Task item
From the records below, output exactly the lines running from the line containing "When I run tests" through the line containing "Exception occurs for", and no others.

(Saved data entries)
[Start of section]
PR #205, opened 2017-07-21
Dropwizard service

detonator413:
- Reworked how Grobid Home is found now
   - Search in classpath
   - Search via property (able to provide http/https path)
   - Locally around the working directory
-Dropwizard integration 
  - Adapted JS files
  - Dependency injection
  - Exception mapper so that it's not necessary to construct a response object for failed requests


lfoppiano:
As soon as we have done the new grobid release, I think we can merge the dropwizard on the master. However I would take a later version of the branch which I'm keeping up-to date with the master, in the meantime.

lfoppiano:
When I run tests using the `--info` I've get this: 
```
    SLF4J: Failed to load class "org.slf4j.impl.StaticLoggerBinder".
    SLF4J: Defaulting to no-operation (NOP) logger implementation
    SLF4J: See http://www.slf4j.org/codes.html#StaticLoggerBinder for further details.
```
All logs implementation are excluded in the gradle.build. AFAIK we need to provide a log4j/slf4j implementation in grobid-core (Artem set it up as runtime - it's needed for tests and batch processing), grobid-training and grobid-service as well.

kermitt2:
Actually it's me who add it as runtime for grobid-core, Artem removed the implementation completely at the time resulting in the same problem for batch processing. It was already specified separately for the test in maven, and for each pom of the other sub-project.

PR #207, opened 2017-08-01
Fix 'zh-tw' language detection.

aoboturov:
Exception occurs for some documents:

    org.grobid.core.utilities.LanguageUtilities: Cannot detect language because of: 
    org.grobid.core.exceptions.GrobidException: [GENERAL] Language id should consist of two or three letters, but was: zh-tw


kermitt2:
Many thanks !

PR #212, opened 2017-08-02
Remove slf4j implementation from the Grobid Core.

aoboturov:
SLF4j implementation should not be a part of the Grobid Core - the implementation is provided by the user of the library.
[End of section]
Response
When I run tests using the `--info` I've get this: 
```
    SLF4J: Failed to load class "org.slf4j.impl.StaticLoggerBinder".
    SLF4J: Defaulting to no-operation (NOP) logger implementation
    SLF4J: See http://www.slf4j.org/codes.html#StaticLoggerBinder for further details.
```
All logs implementation are excluded in the gradle.build. AFAIK we need to provide a log4j/slf4j implementation in grobid-core (Artem set it up as runtime - it's needed for tests and batch processing), grobid-training and grobid-service as well.

kermitt2:
Actually it's me who add it as runtime for grobid-core, Artem removed the implementation completely at the time resulting in the same problem for batch processing. It was already specified separately for the test in maven, and for each pom of the other sub-project.

PR #207, opened 2017-08-01
Fix 'zh-tw' language detection.

aoboturov:
Exception occurs for some documents:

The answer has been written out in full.